I suspect Windows ABI designers might have been aiming to minimize differences between 32 and 64bit for the benefit of people that have to port asm from one to the other, or that can use a couple
#ifdef
s in some ASM so the same source can more easily build a 32 or 64bit version of a function.Minimizing changes in the toolchain seems unlikely. An x86-64 compiler needs a separate table of which register is used for what, and what the calling convention is. Having a small overlap with 32bit is unlikely to produce significant savings in toolchain code size / complexity.
请记住,微软最初“官方对早期 AMD64 的努力不置可否”(摘自 “现代 64 位计算的历史”,作者:Matthew Kerner 和 Neil Padgett),因为他们是 Intel 在 IA64 架构方面的强有力的合作伙伴。我认为这意味着即使他们愿意与 GCC 工程师合作开发 ABI 以在 Unix 和 Windows 上使用,他们也不会这样做,因为这意味着公开支持 AMD64 的努力,而他们没有这样做。尚未正式这样做(并且可能会令英特尔感到不安)。
最重要的是,当时微软完全没有对开源项目友好的倾向。当然不是 Linux 或 GCC。
那么他们为什么要在 ABI 上进行合作呢?我猜想 ABI 之所以不同,只是因为它们或多或少是同时且独立设计的。
另一段引自《现代 64 位计算的历史》:
这表明,就连AMD也并不认为MS和Unix之间的合作一定是最重要的,而对Unix/Linux的支持才是非常重要的。也许甚至试图说服一方或双方妥协或合作也不值得付出努力或冒险(?)激怒他们中的任何一方?也许 AMD 认为,即使建议通用的 ABI,也可能会延迟或破坏更重要的目标,即在芯片准备就绪时就准备好软件支持。

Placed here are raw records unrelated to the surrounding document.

PR #190, opened 2023-08-24
fix: hadoop v2.6.0 compatibility

slicklash:
HADOOP v2 and v3 behaves differently. In hadoop v2 nested JSON objects can contain nulls.

e.g. `curl http://localhost:8088/ws/v1/cluster/apps?finalStatus=KILLED`
v3 response: `{"apps":{}}`
v2 response: `{"apps":null}`

### DIFF
--- a/granulate_utils/metrics/yarn.py
+++ b/granulate_utils/metrics/yarn.py
@@ -6,7 +6,10 @@
 # Licensed under a 3-clause BSD style license (see LICENSE.bsd3).
 #
 import logging
+from functools import cached_property
 from typing import Dict, Iterable, List, Optional
+
+from packaging.version import Version
 
 from granulate_utils.metrics import Collector, Sample, json_request, samples_from_json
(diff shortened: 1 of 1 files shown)


granulate_utils/metrics/yarn.py
```diff
@@ -6,8 +6,11 @@
 # Licensed under a 3-clause BSD style license (see LICENSE.bsd3).
 #
 import logging
+from functools import cached_property
 from typing import Dict, Iterable, List, Optional
 
+from packaging.version import Version
```
d3dave, line 12: `packaging` is not a builtin, it must be installed separately. Either add to requirements or do smth else.

d3dave (changes requested):

granulate_utils/metrics/yarn.py
slicklash: It's already there: https://github.com/Granulate/granulate-utils/blob/823c27ef6d87f9358e6b321da1919bb66daa5d4f/requirements.txt#L10

d3dave (approved):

这是我的猜测,但我认为 ABI 不同的主要原因是政治原因,即 MS 和 Unix/Linux 双方没有在这方面合作,AMD 并不认为这是一个问题。
Remember that Microsoft was initially "officially noncommittal toward the early AMD64 effort" (from "A History of Modern 64-bit Computing" by Matthew Kerner and Neil Padgett) because they were strong partners with Intel on the IA64 architecture. I think that this meant that even if they would have otherwise been open to working with GCC engineers on a ABI to use both on Unix and Windows, they wouldn't have done so as it would mean publicly supporting the AMD64 effort when they hadn't yet officially done so (and would have probably upset Intel).

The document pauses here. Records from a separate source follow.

PR #192, opened 2023-08-27
Make python pre-commit hook fail if it would reformat

michelhe:
Currently, when I run `git commit` with a staged file that would be reformatted by the pre-commit hook, the hook will reformat the file but the the commit succeed with the unforamtted staged files.

I'd like to make the pre-commit hook fail if it would reformat the file, so that I can fix the formatting and then commit.

### DIFF
--- a/lint.sh
+++ b/lint.sh
@@ -16,6 +16,6 @@ fi
 EXCLUDE_RE='.venv|venv|build|granulate_utils/generated'
 
 python3 -m isort --settings-path .isort.cfg $check_arg --skip granulate_utils/generated --skip venv --skip .venv --skip build .
-python3 -m black --line-length 120 $check_arg --exclude $EXCLUDE_RE .
+python3 -m black --check --diff --color --line-length 120 $check_arg --exclude $EXCLUDE_RE .
 python3 -m flake8 --config .flake8  --exclude $(echo $EXCLUDE_RE | tr '|' ',') .
 python3 -m mypy --exclude $EXCLUDE_RE .


lint.sh
```diff
@@ -16,6 +16,6 @@ fi
 EXCLUDE_RE='.venv|venv|build|granulate_utils/generated'
 
 python3 -m isort --settings-path .isort.cfg $check_arg --skip granulate_utils/generated --skip venv --skip .venv --skip build .
-python3 -m black --line-length 120 $check_arg --exclude $EXCLUDE_RE .
+python3 -m black --check --diff --color --line-length 120 $check_arg --exclude $EXCLUDE_RE .
```
Jongy, line 19: You need to do some `if ci` here so when running locally it does fix things.
In gProfiler it's done this way:
```
black_extra_args=""
isort_extra_args=""
if [[ "$1" = "--ci" ]]; then
    black_extra_args="--check"
    isort_extra_args="--check-only"
fi
```

You can fix it  in gProfiler as well

michelhe: I also want it to `--check` in the precommit hook.

You imagine some argument to `lint.sh` that does either `--check` or `--fix` ?

Jongy: Currently it edits in place or only gives diff?

michelhe: It edits in-place, but returns 0 so you actually succeed in the hook and get the commit editmsg before the reformatted stuff is staged

Jongy: Okie

Jongy (approved):

lint.sh
michelhe: My above statement refers to the "current" state in master.

My change causes it to no longer reformat, just display diff and exit 1, yeah?

Jongy: No. Default behavior is to format. In ci pass a flag and only show diff and exit

Jongy (changes requested):
.

lint.sh
michelhe: But the point I'm arguing at is that also in development I don't want the default behavior.
What good is a pre-commit hook if it reformats but then let's you commit the non-formatted code?

Jongy: Dude what do you suggest we're nitpicking about this small thing for the entire day lol. If black doesn't fix for u in the script, then u need to manually run black with the same flags which is not convenient. The script needs to fix it for you. I understand a problem exists now but your suggestion worsens the UX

On top of that, back in those days Microsoft had absolutely no leanings toward being friendly with open source projects. Certainly not Linux or GCC.
So why would they have cooperated on an ABI? I'd guess that the ABIs are different simply because they were designed at more or less the same time and in isolation.

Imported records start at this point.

PR #195, opened 2023-09-06
databricks client: use exceptions and add logging, SparkUI requests control

guybortnikov:
This pull request improves databricks metadata client, adds more logging, and adds the ability to control its defaults.
Also, it adds support to control parameters when accessing SparkUI for metrics.

### DIFF
--- a/granulate_utils/metadata/databricks_client.py
+++ b/granulate_utils/metadata/databricks_client.py
@@ -127,7 +127,7 @@ class DBXWebUIEnvWrapper:
 
         if self.raise_on_failure:
             raise DatabricksMetadataFetchException(
-                "Failed to get DBX environment metadata in timeout " f"of {DATABRICKS_JOBNAME_TIMEOUT_S} seconds"
+                f"Timed out getting DBX environment metadata after {DATABRICKS_JOBNAME_TIMEOUT_S}s"
             )
         self.logger.info("Databricks get DBX environment metadata timeout reached")
         return None
--- a/granulate_utils/metadata/databricks_client.py
+++ b/granulate_utils/metadata/databricks_client.py
@@ -12,7 +12,14 @@ from typing import Any, Dict, Optional
 
 import requests
 
-from granulate_utils.exceptions import DatabricksJobNameDiscoverException
+from granulate_utils.exceptions import (
+    DatabricksJobNameDiscoverException,
+    DatabricksMetadataFetchException,
+    DatabricksTagsExtractionException,
+    SparkAPIException,
+    SparkAppsURLDiscoveryException,
+    SparkNotReadyException,
+)
 
 HOST_KEY_NAME = "*.sink.ganglia.host"
 DATABRICKS_METRICS_PROP_PATH = "/databricks/spark/conf/metrics.properties"
@@ -35,8 +42,10 @@ CLUSTER_USAGE_RELEVANT_TAGS_PROPS = [
     "spark.databricks.clusterUsageTags.driverNodeType",
 ]
 DATABRICKS_REDACTED_STR = "redacted"
-SPARKUI_APPS_URL = "http://{}/api/v1/applications"
-REQUEST_TIMEOUT = 5
+SPARKUI_APPS_URL_FORMAT = "http://{}/api/v1/applications"
+DEFAULT_REQUEST_TIMEOUT = 15
+DEFAULT_REQUEST_VERIFY_SSL = False
+
 JOB_NAME_KEY = "RunName"
 CLUSTER_NAME_KEY = "ClusterName"
 DEFAULT_WEBUI_PORT = 40001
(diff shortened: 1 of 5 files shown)


granulate_utils/metrics/spark.py
```diff
@@ -268,7 +283,12 @@ def _spark_executor_metrics(self, running_apps: Dict[str, Tuple[str, str]]) -> I
         for app_id, (app_name, tracking_url) in running_apps.items():
             try:
                 base_url = get_request_url(self.master_address, tracking_url)
-                executors = rest_request_to_json(base_url, SPARK_APPS_PATH, app_id, "executors")
+                executors = rest_request_to_json(
+                    base_url,
+                    SPARK_APPS_PATH,
+                    app_id,
+                    "executors",
+                )
```
d3dave, line 291: revert this

granulate_utils/metadata/databricks_client.py
```diff
@@ -46,12 +55,25 @@
...
+        self,
+        logger: logging.LoggerAdapter,
+        enable_retries: bool = True,
+        http_request_timeout: int = DEFAULT_REQUEST_TIMEOUT,
+        raise_on_failure: bool = False,
+        verify_request_ssl: bool = DEFAULT_REQUEST_VERIFY_SSL,
+    ) -> None:
         """
         When `enable_retries` is True, the wrapper will retry the request to the webui until it succeeds or until
         """
```
d3dave, line 68: The sentence here is cut off 😕

granulate_utils/metadata/databricks_client.py
```diff
@@ -85,24 +115,25 @@ def extract_relevant_metadata(self) -> Optional[Dict[str, str]]:
...
-        self.logger.info("Databricks get DBX environment metadata timeout, continuing...")
+
+            # No environment metadata yet, retry.
+            time.sleep(RETRY_INTERVAL_S)
+
+        self.logger.info("Databricks get DBX environment metadata timeout reached")
+
+        if self.raise_on_failure:
+            raise DatabricksMetadataFetchException(
+                "Failed to get DBX environment metadata in timeout " f"of {DATABRICKS_JOBNAME_TIMEOUT_S} seconds"
```
d3dave, line 135:
```suggestion
                f"Timed out getting DBX environment metadata after {DATABRICKS_JOBNAME_TIMEOUT_S}s"
```

granulate_utils/metadata/databricks_client.py
```diff
@@ -85,24 +115,25 @@ def extract_relevant_metadata(self) -> Optional[Dict[str, str]]:
...
+                    raise e
+
             if not self.enable_retries:
                 break
-        self.logger.info("Databricks get DBX environment metadata timeout, continuing...")
+
+            # No environment metadata yet, retry.
+            time.sleep(RETRY_INTERVAL_S)
+
+        self.logger.info("Databricks get DBX environment metadata timeout reached")
```
d3dave, line 131: This message looks redundant if we are raising the exception below. Maybe we should only log this if we do not raise?

granulate_utils/metadata/databricks_client.py
```diff
@@ -115,109 +146,107 @@ def _discover_apps_url(self) -> bool:
...
         """
-        Returns `includes spark.databricks.clusterUsageTags.clusterAllTags` tags as `Dict`.
+        Returns `includes spark.databricks.clusterUsageTags.clusterAllTags` tags as `dict`.
         In any case this function returns `None`, a retry is required.
         """
         if not os.path.isfile(DATABRICKS_METRICS_PROP_PATH):
+            self.logger.warning(f"{DATABRICKS_METRICS_PROP_PATH} was not found.")
             # We want to retry in case the cluster is still initializing, and the file is not yet deployed.
-            return None
+            raise SparkAppsURLDiscoveryException(f"{DATABRICKS_METRICS_PROP_PATH} was not found.")
```
d3dave, line 181: Logging messages before exceptions looks redundant. All the exceptions are always logged by the caller anyway afaict. If the log level is important, then we can add a value to the exception classes that says which level they should be logged at.

d3dave (changes requested):

granulate_utils/metadata/databricks_client.py
d3dave: Also needs doc-ing for the new values.

granulate_utils/metrics/spark.py
guybortnikov: This is the git pre-commit hook, why revert? It's just alignment

granulate_utils/metadata/databricks_client.py
guybortnikov: Old @roi-granulate's code, removing the comment

granulate_utils/metadata/databricks_client.py
guybortnikov: I agree but I'm afraid of a situation where I'm unaware of all the callers, this is why I also added an argument indicating whether to raise or not.  
It's either:
a. We drop all the log messages
b. We'll log only if not raise arg is opted in

granulate_utils/metrics/spark.py
d3dave: because it looks worse than the alternative

d3dave (approved):

granulate_utils/metrics/spark.py
Jongy: @d3dave agree but it's the autoformatter, I'm not blocking @guybortnikov on this, we can fix the format later.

Another quote from "A History of Modern 64-bit Computing":
This indicates that even AMD didn't feel that cooperation was necessarily the most important thing between MS and Unix, but that having Unix/Linux support was very important. Maybe even trying to convince one or both sides to compromise or cooperate wasn't worth the effort or risk(?) of irritating either of them? Perhaps AMD thought that even suggesting a common ABI might delay or derail the more important objective of simply having software support ready when the chip was ready.
Speculation on my part, but I think the major reason the ABIs are different was the political reason that MS and the Unix/Linux sides just didn't work together on it, and AMD didn't see that as a problem.
Win32 对于 ESI 和 EDI 有其自己的用途,并且要求不得修改它们(或者至少在调用 API 之前恢复它们)。我想象 64 位代码对 RSI 和 RDI 执行相同的操作,这可以解释为什么它们不用于传递函数参数。
不过,我无法告诉你为什么 RCX 和 RDX 会互换。
Win32 has its own uses for ESI and EDI, and requires that they not be modified (or at least that they be restored before calling into the API). I'd imagine 64-bit code does the same with RSI and RDI, which would explain why they're not used to pass function arguments around.
I couldn't tell you why RCX and RDX are switched, though.